\( X \) is a normally distributed random variable with mean 74 and standard deviation 22 . What is the probability that \( X \) is between 8 and 96 ? Use the \( 0.68-0.95-0.997 \) rule and write your answer as a decimal.
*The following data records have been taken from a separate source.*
PR #40, opened 2020-07-18
[vsg] add guidance on closing braces

### LINKED ISSUE #39: [SV] Placement of closing parentheses in initializer lists
Our style guide currently has this example:

```systemverilog
assign structure = '{
    src: src,
    dest: dest,
    default: '0};
```

Note the placement of the closing `};`.

In the wild, we have a fair bit of code which uses the following style:

```systemverilog
assign structure = '{
    src: src,
    dest: dest,
    default: '0
};
```

(e.g. https://github.com/lowRISC/opentitan/blob/a4a9e4013612607c68086ce4534a14206928f3a6/hw/ip/prim/rtl/prim_keccak.sv#L191-L198)

Currently our style guide doesn't have language (beyond that example) mandating one use over the other. Which option do we prefer?

sjgitty:
Signed-off-by: Scott Johnson <scottdj@google.com>

Resolves #39 

Add clarity on termination characters.

### DIFF
--- a/VerilogCodingStyle.md
+++ b/VerilogCodingStyle.md
@@ -406,22 +406,26 @@ four spaces, like this:
 ```systemverilog {.good}
 assign zulu = enabled && (
     alpha < bravo &&
-    charlie < delta);
+    charlie < delta
+);
 
 assign addr = addr_gen_function_with_many_params(
     thing, other_thing, long_parameter_name, x, y,
-    extra_param1, extra_param2);
+    extra_param1, extra_param2
+);
 
 assign structure = '{
     src: src,
     dest: dest,
-    default: '0};
+    default: '0
+};
 ```
 
 Or, if it improves readability, align the continued part of the expression with
 a grouping open parenthesis or brace, like this:
 
-```systemverilog
+:+1:
+```systemverilog {.good}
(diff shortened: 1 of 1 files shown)


VerilogCodingStyle.md
```diff
@@ -437,6 +441,26 @@ assign structure = '{src: src,
 Operators in a wrapped expression can be placed at either the end or the
 beginning of each line, but this must be done consistently within a file.
 
+Open syntax characters such as `{` or `(` that end one line of a multi-line
+expression should be terminated with close characters (`}`, `)`) on their
+own line. Examples:
```
rswarbrick, line 446: Does this need something explicit to allow the `zulu = ... delta` syntax from above?

sjgitty: > Does this need something explicit to allow the `zulu = ... delta` syntax from above?

Do you mean line 429? That is theoretically explained by the "improves human readability" portion.

rswarbrick: I'm sorry, I was being slow. Yes, I did mean that line, and I thought this paragraph was disallowing that syntax. But the point is that this says "... `(` that end one line...", which doesn't apply to
```
enabled && (foo ||
            bar)
```

So all is well!

PR #995, opened 2026-08-03
chore: Regenerate models from the published OpenAPI spec

apify-service-account:
- Regenerates the Pydantic models, TypedDicts, and literal aliases from the [published OpenAPI specification](https://docs.apify.com/api/openapi.json), and records its version in `pyproject.toml`.
- Specification version: `v2-2026-07-28T083939Z` - **unchanged**, which doesn't rule out a specification change: the published stamp can lag its content by a deploy. Only the diff tells.

> [!IMPORTANT]
> Retitle this pull request to `fix:` or `feat:` when the diff is user-facing, so that it lands in the changelog and triggers a release - `chore:` does neither.

> Generated by the [Regenerate models](https://github.com/apify/apify-client-python/actions/workflows/on_schedule_regenerate_models.yaml) workflow.

### DIFF
--- a/src/apify_client/_models.py
+++ b/src/apify_client/_models.py
@@ -2,6 +2,7 @@
 
 from __future__ import annotations
 
+from enum import Enum
 from typing import Annotated, Any, Literal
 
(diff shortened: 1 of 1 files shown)


vdusek:
new pipeline seems to be working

Round to the nearest thousandth if necessary.

To determine the probability that a normally distributed random variable \( X \) with mean \( \mu = 74 \) and standard deviation \( \sigma = 22 \) falls between 8 and 96, we'll use the **68-95-99.7 (Empirical) Rule**. ### Step 1: Standardize the Interval First, convert the values 8 and 96 to their corresponding **z-scores**: \[ z = \frac{X - \mu}{\sigma} \] - For \( X = 8 \): \[ z = \frac{8 - 74}{22} = \frac{-66}{22} = -3 \] - For \( X = 96 \): \[ z = \frac{96 - 74}{22} = \frac{22}{22} = 1 \] So, we're looking for \( P(-3 \leq Z \leq 1) \). ### Step 2: Apply the Empirical Rule The Empirical Rule states: - **68%** of data lies within **±1σ**, - **95%** within **±2σ**, - **99.7%** within **±3σ**. Using this: - \( P(-3 \leq Z \leq 3) = 99.7\% \) - \( P(-1 \leq Z \leq 1) = 68\% \) - \( P(Z \leq -3) = 0.15\% \) (since half of the remaining 0.3% lies below -3σ) Now, to find \( P(-3 \leq Z \leq 1) \): \[ P(-3 \leq Z \leq 1) = P(Z \leq 1) - P(Z < -3) \] \[ P(Z \leq 1) = 84\% \quad \text{(50\% below mean + 34\% within +1σ)} \] \[ P(Z < -3) = 0.15\% \] \[ P(-3 \leq Z \leq 1) = 84\% - 0.15\% = 83.85\% \] ### Step 3: Convert to Decimal \[ 83.85\% = 0.8385 \] Rounded to the nearest thousandth: \[ 0.839 \] **Final Answer:** The probability is approximately **0.839**.